WHAT YOU HAVE TO DO: Set every entry down again exactly, omitting none.

EXTRACTED ENTRIES Start Marker

PR #1905, opened 2023-07-19
Remove hardware model field from metadata proto

prinikasn:
PiperOrigin-RevId: 549169993

### DIFF
--- a/feature/experimental/p4rt/tests/p4rt_election/metadata.textproto
+++ b/feature/experimental/p4rt/tests/p4rt_election/metadata.textproto
@@ -5,12 +5,3 @@ uuid: "73bf3d88-e5c1-4d30-9fae-f40b8363044f"
 plan_id: "P4RT-2.1"
 description: "P4RT Election"
 testbed: TESTBED_DUT_ATE_2LINKS
-platform_exceptions: {
-  platform: {
-    vendor: NOKIA
-    hardware_model: "7250-ixr10e"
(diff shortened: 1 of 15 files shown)


feature/experimental/p4rt/tests/p4rt_election/metadata.textproto
```diff
@@ -5,12 +5,3 @@ uuid: "73bf3d88-e5c1-4d30-9fae-f40b8363044f"
 plan_id: "P4RT-2.1"
 description: "P4RT Election"
 testbed: TESTBED_DUT_ATE_2LINKS
-platform_exceptions: {
-  platform: {
-    vendor: NOKIA
-    hardware_model: "7250-ixr10e"
```
greg-dennis, line 11: Were you intending to remove the whole platform_exceptions or just the hardware_model fields?

greg-dennis (changes requested):

feature/experimental/p4rt/tests/p4rt_election/metadata.textproto
prinikasn: This PR is supposed to only remove hardware_models. 

But in this case, I realiazed there are no deviations listed. The only deviation Nokia had for this test was removed ~2 days ago, but this section was not cleaned up. Hence I removed the whole platform_exceptions section here.

greg-dennis (approved):

PR #1909, opened 2023-07-19
Fix BGP policy config to only configure each policy once.

wenovus:


arulkumarsekar (approved):
test passed on Juniper..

EXTRACTED ENTRIES End Marker

SOLUTION:
PR #1905, opened 2023-07-19
Remove hardware model field from metadata proto

prinikasn:
PiperOrigin-RevId: 549169993

### DIFF
--- a/feature/experimental/p4rt/tests/p4rt_election/metadata.textproto
+++ b/feature/experimental/p4rt/tests/p4rt_election/metadata.textproto
@@ -5,12 +5,3 @@ uuid: "73bf3d88-e5c1-4d30-9fae-f40b8363044f"
 plan_id: "P4RT-2.1"
 description: "P4RT Election"
 testbed: TESTBED_DUT_ATE_2LINKS
-platform_exceptions: {
-  platform: {
-    vendor: NOKIA
-    hardware_model: "7250-ixr10e"
(diff shortened: 1 of 15 files shown)


feature/experimental/p4rt/tests/p4rt_election/metadata.textproto
```diff
@@ -5,12 +5,3 @@ uuid: "73bf3d88-e5c1-4d30-9fae-f40b8363044f"
 plan_id: "P4RT-2.1"
 description: "P4RT Election"
 testbed: TESTBED_DUT_ATE_2LINKS
-platform_exceptions: {
-  platform: {
-    vendor: NOKIA
-    hardware_model: "7250-ixr10e"
```
greg-dennis, line 11: Were you intending to remove the whole platform_exceptions or just the hardware_model fields?

greg-dennis (changes requested):

feature/experimental/p4rt/tests/p4rt_election/metadata.textproto
prinikasn: This PR is supposed to only remove hardware_models. 

But in this case, I realiazed there are no deviations listed. The only deviation Nokia had for this test was removed ~2 days ago, but this section was not cleaned up. Hence I removed the whole platform_exceptions section here.

greg-dennis (approved):

PR #1909, opened 2023-07-19
Fix BGP policy config to only configure each policy once.

wenovus:


arulkumarsekar (approved):
test passed on Juniper..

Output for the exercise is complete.